My Favorite Bit: Adam Christopher talks about THE BURNING DARK

My Favorite BitAdam Christopher is joining us today with his novel The Burning Dark. Here’s the publisher’s description.

Back in the day, Captain Abraham Idaho Cleveland had led the Fleet into battle against an implacable machine intelligence capable of devouring entire worlds. But after saving a planet, and getting a bum robot knee in the process, he finds himself relegated to one of the most remote backwaters in Fleetspace to oversee the decommissioning of a semi-deserted space station well past its use-by date.

But all is not well aboard the U-Star Coast City. The station’s reclusive Commandant is nowhere to be seen, leaving Cleveland to deal with a hostile crew on his own. Persistent malfunctions plague the station’s systems while interference from a toxic purple star makes even ordinary communications problematic. Alien shadows and whispers seem to haunt the lonely corridors and airlocks, fraying the nerves of everyone aboard.

Isolated and friendless, Cleveland reaches out to the universe via an old-fashioned subspace radio, only to tune into a strange, enigmatic signal: a woman’s voice that seems to echo across a thousand light-years of space. But is the transmission just a random bit of static from the past—or a warning of an undying menace beyond mortal comprehension?

What’s Adam’s favorite bit?



The Burning Dark is my first foray into space opera. As a science fiction fan, I grew up with a love of spaceships, and planets, and aliens, so it’s perhaps surprising that it took so long for me to actually write something in that direction.

Space opera requires world building—a lot of world building, because the genre itself is defined at least in part by its scale. Space opera should be as epic as its name suggests.

I’ll be the first to admit: I’ve cheated a little with The Burning Dark—this book is space opera, but not as you know it. Okay, humanity has expanded into space, forging a vast federation of colonies that has now united into a single political-industrial-military complex simply called the Fleet, in order to wage war against an implacable, relentless machine gestalt intelligence, the origins and motivations of which are obscure at best. That’s about as big as you can get. The Burning Dark is set against this background of interstellar conflict. The scope of the world is huge. There are many stories to be told in the universe of this novel.
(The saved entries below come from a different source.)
Issue #476, opened 2019-12-17
Eliminate use of Mono.Cecil from engine core assembly


CharliePoole:
Much of the usage of Mono.Cecil in the engine core came about simply because the package was available already. Removing it's use would be good because:

1. The core needs to be built for all execution targets and Mono.Cecil may not be available for all.
2. It would reduce the size of the core.
3. It could eliminate the problem we have with using multiple versions of Mono.Cecil by eliminating version 0.9, the last one that supported .NET 2.0.

Much of what we do with cecil in the core can be done easily via reflection. Other info can be passed on from the upper level of the engine in the TestPackage, as we now do for many things. 

We should bear in mind that we started using Mono.Cecil for examining assemblies when we might not be able to load them successfully. However, once we are done in the engine core, we have already decided to load the assembly and we may as well do so and then reflect as necessary.

I believe this change would also fix issue #475

CharliePoole:
Currently experimenting with a much broader option on the issue-476 branch. I'm reviving our old `AssemblyReader` class, refactored and renamed as `AssemblyInspector` and working to make it do the (very few) things that we currently get from `Mono.Cecil`

Here's the list of functionality we need, which is really quite small in comparison to what `Mono.Cecil` can do:

 - [ ] Examine an assembly even if we are not currently running under the runtime it targets.
 - [ ] Make sure it's a valid managed (.NET) assembly.
 - [ ] See if 32-bit execution is required.
 - [ ] Get the runtime version (CLR version) used for the assembly
 - [ ] Look at assembly references to find what test framework it uses.
 - [ ] Examine assembly attributes, in particular the TargetFrameworkAttribute.

CharliePoole:
So, in order to get assembly references, I started pulling in some files from `Mono.Cecil`, because interpreting all the metadata tables is too complex to invent when code already exists!

I ended up with my own class plus a dozen or so `Mono.Cecil' classes. But it looks like I can just add a few more from Cecil and drop most of my own. The Cecil code is already well-tested, so that's what I'm about to do. 

I'm noting this here because the existing code will disappear as soon as I do a forced push.

CharliePoole:
I've moved the code for `AssemblyView` and it's dependencies to a separate assembly. It was very confusing to have a reference to `Mono.Cecil` in the same project I'm working in to replace it!

CharliePoole:
@immeraufdemhund @ManfredLange @ChrisMaddock

[...]

PR #503, opened 2020-01-15
Create PackageSettingsService

### LINKED ISSUE #502: Create new Service to manage PackageSettings
In nunit/nunit-console#702, @ChrisMaddock proposed creation of a new `AssemblyTargetingService`, to handle the inspection and annotation of packages to indicate the target framework and to inspect potential extension assemblies for the same purpose.

I initially planned to implement this service for the TestCentric engine, but further analysis led me to broaden it's function somewhat, adding annotations for other purposes than targeting. I'd like to centralize all annotation of packages to reflect

1. Assembly Targeting
2. Policy decisions for higher level packages, e.g. what runtime to use if multiple assemblies target different runtimes.
3. Expansion of project packages

If possible, the same service should handle targeting of extension assemblies.

This will allow us to put all annotation of packages into one place within the engine, making it easier to move forward with some other issues, particularly #476

CharliePoole:
Fixes #502

This new service performs all the annotations of package settings in the testcentric.engine assembly as well as being the sole direct user of Mono.Cecil. The testcentric.engine.core assembly still uses Mono.Cecil to handle extension assemblies, which will be changed as a result of #476.


CharliePoole:
@ChrisMaddock I'd appreciate your taking a look at  this. Do you think it would be useful for nunit-console?

PR #517, opened 2020-02-03
Net45 core

CharliePoole:
This PR adds a .NET 4.5 build of the following assemblies:

 * `testcentric.engine.core.dll`
 * `testcentric.engine.metadata.dll`
 * `testcentric.engine.api.dll`
 * `testcentric.engine.core.tests.dll`

We already had a .NET 4.5 build of `testcentric.engine.dll` and its tests, so there is now a full build of the engine for .NET 4.5.

We'll add a .NET 4.5 agent eventually. At the moment, this addition is simply to make it easier to add other changes to the .NET 4.5 engine itself by building all its dependencies for .NET 4.5, which were previously only built for .NET 2.0.


CharliePoole:
Actually implemented as a NET40 Build

PR #527, opened 2020-02-20
Update packaging

### LINKED ISSUE #526: Get rid of iconUrl in our nuget package
It's deprecated in favor of icon.

A general review of the package would be good at the same time.

Looking at the same for chocolatey would also be useful.

CharliePoole:
Fixes #526


CharliePoole:
Changes to the nuget package:
 * Changed license element from a file to an SPDX license expression
 * Replaced iconUrl with icon
 * Removed deprecated summary element
 * Updated copyright date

But in The Burning Dark, that epic scale is collapsed down to a single space station. The station is large, but the situation is tense, claustrophobic—and very, very scary. This book might be a space opera, but it’s also a ghost story. The action is close, the cast of character initially large, before events whittle the station’s population down and down…

We do see glimpses of the larger world throughout, however. The station is staffed by a bunch of marines suffering from a severe case of cabin fever. One in particular, Charlie Carter, is having a tough time coping—he has a secret history, memories he would rather forget keeping him up during the stations night-cycle. He’s seen a side to the Fleet that many suspect, but few have experience of. Because before being assigned to the backend of nowhere to help with the demolition of the decommissioned station, Carter was in the Fleet Black Ops.

And Black Ops missions are very, very black.

My favorite bit of the book is Charlie’s interlude—one of several flashbacks that occur during the course of the novel. Charlie’s is of his last Black Ops mission, with the rather euphemistic title of The Situation On Warworld 16 Has Been Resolved.

“Resolved”. Yeah, right. Maybe it has, as far as the Fleet is concerned, but for Carter, that mission had a very personal price, his own actions the root of his smouldering hatred, not just of the Fleet, but of himself.

Carter’s story is sad, a tragedy, an example of how the Fleet uses people and can twist facts to suit its own purpose. Of course, the Fleet is fighting a war, a difficult one. There’s a more than fair chance they might lose. Desperate times require desperate measures. But for Charlie Carter, maybe there is a price that is just too high to pay.

I think Carter might be my favourite character in the book, and his backstory is one, I suspect, I may write about again in future instalments of the Spider Wars series.



Adam Christopher is a novelist, the author of Empire State, Seven Wonders, The Age Atomic, and Hang Wire. In 2010, as an editor, Christopher won a Sir Julius Vogel award, New Zealand’s highest science fiction honour. His debut novel, Empire State, was SciFiNow’s Book of the Year and a Financial Times Book of the Year for 2012. In 2013, he was nominated for the Sir Julius Vogel award for Best New Talent, with Empire State shortlisted for Best Novel. Born in New Zealand, he has lived in Great Britain since 2006.